[Excerpts from a dataset]
=======
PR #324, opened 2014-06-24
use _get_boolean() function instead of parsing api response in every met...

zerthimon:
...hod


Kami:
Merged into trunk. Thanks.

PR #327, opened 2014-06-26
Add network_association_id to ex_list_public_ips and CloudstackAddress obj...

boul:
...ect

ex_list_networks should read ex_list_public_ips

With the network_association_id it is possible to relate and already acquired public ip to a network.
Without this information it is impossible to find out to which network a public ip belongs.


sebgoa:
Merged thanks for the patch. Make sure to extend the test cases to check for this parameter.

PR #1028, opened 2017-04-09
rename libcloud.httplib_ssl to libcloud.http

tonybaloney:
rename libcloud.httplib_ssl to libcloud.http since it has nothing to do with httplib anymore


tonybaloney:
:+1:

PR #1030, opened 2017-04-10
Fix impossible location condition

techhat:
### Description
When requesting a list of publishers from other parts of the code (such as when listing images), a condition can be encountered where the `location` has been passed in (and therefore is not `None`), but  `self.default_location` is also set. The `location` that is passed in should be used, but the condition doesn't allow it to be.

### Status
=======
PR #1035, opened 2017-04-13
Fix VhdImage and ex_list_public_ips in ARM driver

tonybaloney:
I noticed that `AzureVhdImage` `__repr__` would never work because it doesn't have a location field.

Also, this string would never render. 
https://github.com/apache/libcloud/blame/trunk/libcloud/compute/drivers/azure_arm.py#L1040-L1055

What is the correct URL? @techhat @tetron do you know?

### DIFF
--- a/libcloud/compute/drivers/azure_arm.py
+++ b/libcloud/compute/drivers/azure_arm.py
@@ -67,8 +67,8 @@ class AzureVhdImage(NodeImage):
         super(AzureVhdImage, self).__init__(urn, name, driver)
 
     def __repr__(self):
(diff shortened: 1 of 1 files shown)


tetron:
=======
Reproduce the entries above exactly, but only the lines between the line holding "PR #324, opened 2014-06-24" and the line holding "ex_list_networks should read", inclusive.

PR #324, opened 2014-06-24
use _get_boolean() function instead of parsing api response in every met...

zerthimon:
...hod


Kami:
Merged into trunk. Thanks.

PR #327, opened 2014-06-26
Add network_association_id to ex_list_public_ips and CloudstackAddress obj...

boul:
...ect

ex_list_networks should read ex_list_public_ips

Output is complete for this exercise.